## Activity
You are to retype all of the data exactly as it appears.

## Data extract

PR #13432, opened 2020-02-07
Stop excluding non-current listed versions in code search

### LINKED ISSUE #13431: Stop excluding non-current listed versions in code search
For the initial implementation of Scanner query rule task, we restricted the versions it runs on, excluding non-current listed versions. Now that we have done some initial testing, we've determined we no longer want to restrict versions that much.

STR:
- Submit a listed add-on, and then submit a new version for that add-on.
- Create a Scanner Query Rule that would match something in both versions and run it

Actual Results:
- Only the currently public version is in the results

Expected Results
- The 2 versions are found

diox:
Fixes #13431

### DIFF
--- a/src/olympia/scanners/tasks.py
+++ b/src/olympia/scanners/tasks.py
@@ -238,8 +238,10 @@ def mark_yara_query_rule_as_completed_or_aborted(query_rule_pk):
     rule = ScannerQueryRule.objects.get(pk=query_rule_pk)
     try:
         if rule.state == RUNNING:
+            log.info('Marking Yara Query Rule %s as completed', rule.pk)
             rule.change_state_to(COMPLETED)
         elif rule.state == ABORTING:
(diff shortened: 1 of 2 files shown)


src/olympia/scanners/tasks.py
```diff
@@ -238,8 +237,10 @@ def mark_yara_query_rule_as_completed_or_aborted(query_rule_pk):
     rule = ScannerQueryRule.objects.get(pk=query_rule_pk)
     try:
         if rule.state == RUNNING:
+            log.info('Marking Yara Query Rule %s as completed', rule.pk)
```
eviljeff: these two `log.info` statements seem unrelated?

diox: Yeah, it's just additional logging that I slipped in because you can never have enough logging :)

## Expected answer
PR #13432, opened 2020-02-07
Stop excluding non-current listed versions in code search

### LINKED ISSUE #13431: Stop excluding non-current listed versions in code search
For the initial implementation of Scanner query rule task, we restricted the versions it runs on, excluding non-current listed versions. Now that we have done some initial testing, we've determined we no longer want to restrict versions that much.

STR:
- Submit a listed add-on, and then submit a new version for that add-on.
- Create a Scanner Query Rule that would match something in both versions and run it

Actual Results:
- Only the currently public version is in the results

Expected Results
- The 2 versions are found

diox:
Fixes #13431

### DIFF
--- a/src/olympia/scanners/tasks.py
+++ b/src/olympia/scanners/tasks.py
@@ -238,8 +238,10 @@ def mark_yara_query_rule_as_completed_or_aborted(query_rule_pk):
     rule = ScannerQueryRule.objects.get(pk=query_rule_pk)
     try:
         if rule.state == RUNNING:
+            log.info('Marking Yara Query Rule %s as completed', rule.pk)
             rule.change_state_to(COMPLETED)
         elif rule.state == ABORTING:
(diff shortened: 1 of 2 files shown)


src/olympia/scanners/tasks.py
```diff
@@ -238,8 +237,10 @@ def mark_yara_query_rule_as_completed_or_aborted(query_rule_pk):
     rule = ScannerQueryRule.objects.get(pk=query_rule_pk)
     try:
         if rule.state == RUNNING:
+            log.info('Marking Yara Query Rule %s as completed', rule.pk)
```
eviljeff: these two `log.info` statements seem unrelated?

diox: Yeah, it's just additional logging that I slipped in because you can never have enough logging :)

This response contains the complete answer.